■ **DIRECTIONS**: Among the records below, find the lines that contain "ambient" and copy each of them.
######
PR #2113, opened 2026-09-16
Windows ambient prototype: fix cross-build and make -D warnings presubmit pass

MartinForReal:
This PR resolves the build issues on the **experimental Windows ambient** prototype (`experimental-windows-ambient`) so the branch builds (and its presubmit, which runs with `RUSTFLAGS="-D warnings"`, passes) on Windows.

## Cross-build fix
- **`Cargo.toml`**: switch the default TLS provider from `aws-lc` to the pure-Rust `ring`. `aws-lc-sys` shells out to cmake/nasm and a C toolchain, which is fragile across Windows toolchains (the `cmake` crate panics on newer Visual Studio versions and `-WX -W4` rejects C11 atomics). `ring` builds everywhere with no native toolchain. `aws-lc`/`boring`/`openssl` remain selectable via the existing `TLS_MODE`/feature knobs.
- **`src/socket.rs`**: `socket::socket_tests::test_keep_alive_options` read keepalive/user-timeout options back via `SockRef` getters that only exist on Unix, so `cargo test` did not compile on Windows. Gate the read-back test (and its imports) to Unix; the keepalive setters are still exercised on every platform.

## Make the `-D warnings` presubmit gate pass
- **`src/proxy.rs`**: drop the dead Windows `set_tcp_user_timeout` stub (no callers on Windows).
- **`src/inpod/windows/{namespace,statemanager}.rs`**: allow the test-only helpers currently consumed solely by commented-out tests.
- **`benches/basic.rs`, `benches/throughput.rs`**: on non-Linux the benchmark body is compiled out, leaving imports/helpers as dead code. Allow `dead_code`/`unused_imports` only on non-Linux so Linux stays strict while the benches cross-compile.

## Cross-platform warning cleanups (incl. #1)
- `src/metrics/process.rs`, `src/app.rs`, `src/main.rs`, `src/test_helpers.rs`, `examples/inpodserver.rs`

## Validation
On `x86_64-pc-windows-msvc`:
- `cargo build` -> produces `ztunnel.exe`
- `cargo check --all-targets` with `RUSTFLAGS="-D warnings"` -> clean
- `cargo test --lib --benches --tests --bins --no-run` with `RUSTFLAGS="-D warnings"` -> clean
- `cargo test --lib` -> **176 passed, 0 failed**


keithmattix:
Should the target be experimental-windows-ambient branch?

Cargo.toml
```diff
@@ -5,7 +5,20 @@ edition = "2024"
...
+# CI). However, aws-lc (via `aws-lc-sys`) shells out to cmake/nasm and needs a
+# C toolchain, which makes *cross-building* to Windows fragile: it can panic in
+# the `cmake` crate for newer Visual Studio versions and requires `-WX -W4`
+# clean C11 compilation. The pure-Rust `ring` provider builds on every platform
+# (Linux, macOS and Windows) with no native assembler/compiler dependency.
+#
+# This makes the Windows prototype default to a buildable provider while still
+# allowing aws-lc/boring/openssl to be selected explicitly with the matching
+# `tls-*` feature (see the Makefile `TLS_MODE` knob).
+default = ["tls-ring"]
```
keithmattix: Not that this branch is meant to reflect what master would look like in a windows world; we should not be changing Linux defaults

README.md
```diff
@@ -36,11 +36,16 @@ Rustls has support for plugging in various crypto providers to meet various need
 
 | Name                                               | How To Enable                                  |
 |----------------------------------------------------|------------------------------------------------|
-| [aws-lc](https://github.com/aws/aws-lc-rs)         | Default (or `--features tls-aws-lc`)           |
```
keithmattix, line 39: -1 to this. Aws-lc is faster; we should be able to just have a different crypto provider for windows

keithmattix (changes requested):
Don't mind most of the directives but we shouldn't change Linux defaults

MartinForReal:
Addressed the review concern about not changing Linux defaults.

I have rewritten the changes so the **Linux default TLS provider is left untouched**:
- `Cargo.toml` default remains exactly `["tls-aws-lc"]` (unchanged from the base branch); only a brief comment was added pointing Windows cross-build users to `WINDOWS.md`.
- `README.md` was fully reverted to the base-branch version (aws-lc listed as the default).
- Instead of changing the default, Windows cross-builds now opt into the pure-Rust `ring` provider explicitly via `--no-default-features --features tls-ring` (documented in `WINDOWS.md`).

This keeps the Linux build/defaults identical while still making the Windows prototype cross-build cleanly without a cmake/nasm C toolchain.

Also confirmed `experimental-windows-ambient` is the correct target base; PR is now mergeable (MERGEABLE) against it.

Validated on x86_64-pc-windows-msvc with `--no-default-features --features tls-ring`: `cargo check --all-targets` and `cargo test --lib --benches --tests --bins --no-run` pass with `RUSTFLAGS="-D warnings"`; `cargo test --lib` = 176 passed / 0 failed.

keithmattix (approved):

PR #2122, opened 2026-09-18
windows: IPv6 parity with the Linux data-plane design (source preservation + family-aware errors)

MartinForReal:
## Summary
Outbound IPv6 on the Windows ambient prototype silently degraded in two places. Both now **follow the Linux data-plane design**.

### 1. Source-IP-preserving connect no longer silently downgrades
`socket::set_freebind_and_transparent` on non-Linux returned
`Err("IP_TRANSPARENT and IP_FREEBIND are not supported on this operating system")`, and `proxy::freebind_connect` treated that as *best-effort*: it logged a warning and connected anyway **without** the source address — misattributing the connection's source identity.

On Linux, transparent mode is a hard requirement of the capture design; a transparent-mode failure surfaces as a **connect failure**, never a silent downgrade.

**Changes (mirroring the Linux domain-aware design):**
- `socket.rs`: replaced the blanket `#[cfg(not(target_os = "linux"))]` stub with a `#[cfg(target_os = "windows")]` implementation (the other-OS stub is kept). Windows has no `IP_TRANSPARENT`/`IP_FREEBIND`, and none are needed for the **in-pod** prototype: the workload's source address is *local to the process's network compartment*, so source preservation is achieved by the plain `bind(local_addr)` that `freebind_connect` performs. A bind of a genuinely non-local address (e.g. host-compartment mode) still **fails loudly at bind time** — the same observable behavior as Linux when transparent mode is unavailable.
- `proxy.rs`: `freebind_connect` now **returns** the error from the freebind/transparent setup and the source bind instead of warning and proceeding. Only the HBONE paths pass a source address (`inbound.rs`, `inbound_passthrough.rs`) and source preservation is a requirement there (identity); `outbound.rs` passes `None` and is unaffected.

### 2. Family-aware error when the IPv6 socket cannot be created
`create_socket` surfaced the bare `"socket creation failed"` `io::Error` when `new_tcp_v6()` failed, making a dual-stack misconfig (a pod compartment without IPv6) undiagnosable. The error now **names the address family**.

There is deliberately **no v6→v4 fallback** at connect time: an IPv4 socket cannot connect to an IPv6 address, and Linux has no such fallback either. (A v6→v4 fallback for dual-stack *services* belongs in destination resolution, not at connect time.)

### Also
Dropped the now-unused bare `std::io::Error` alias in `socket.rs` (fully qualified `io::Error` is used everywhere) — it was only used by Linux/other-OS paths and broke `-D warnings` on Windows.

## Validation
On `x86_64-pc-windows-msvc` with `RUSTFLAGS="-D warnings"` and `--no-default-features --features tls-ring`:
- `cargo check --all-targets` — clean
- `cargo test --lib` — 176 passed, 0 failed

## Files changed
- `src/socket.rs` — domain-aware Windows transparent/freebind mirror; `io::Error` qualification
- `src/proxy.rs` — loud source-preservation failure; family-aware IPv6 socket error


MartinForReal:
Consolidating the IPv6 support work into a single PR (#2121) as requested. This PR's changes are included there (rebased on top of the IPv6-detection/reuse_port changes), so closing this one to keep the review in one place.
######
■ **COMPLETED TASK**:
Windows ambient prototype: fix cross-build and make -D warnings presubmit pass
This PR resolves the build issues on the **experimental Windows ambient** prototype (`experimental-windows-ambient`) so the branch builds (and its presubmit, which runs with `RUSTFLAGS="-D warnings"`, passes) on Windows.
Should the target be experimental-windows-ambient branch?
Also confirmed `experimental-windows-ambient` is the correct target base; PR is now mergeable (MERGEABLE) against it.
Outbound IPv6 on the Windows ambient prototype silently degraded in two places. Both now **follow the Linux data-plane design**.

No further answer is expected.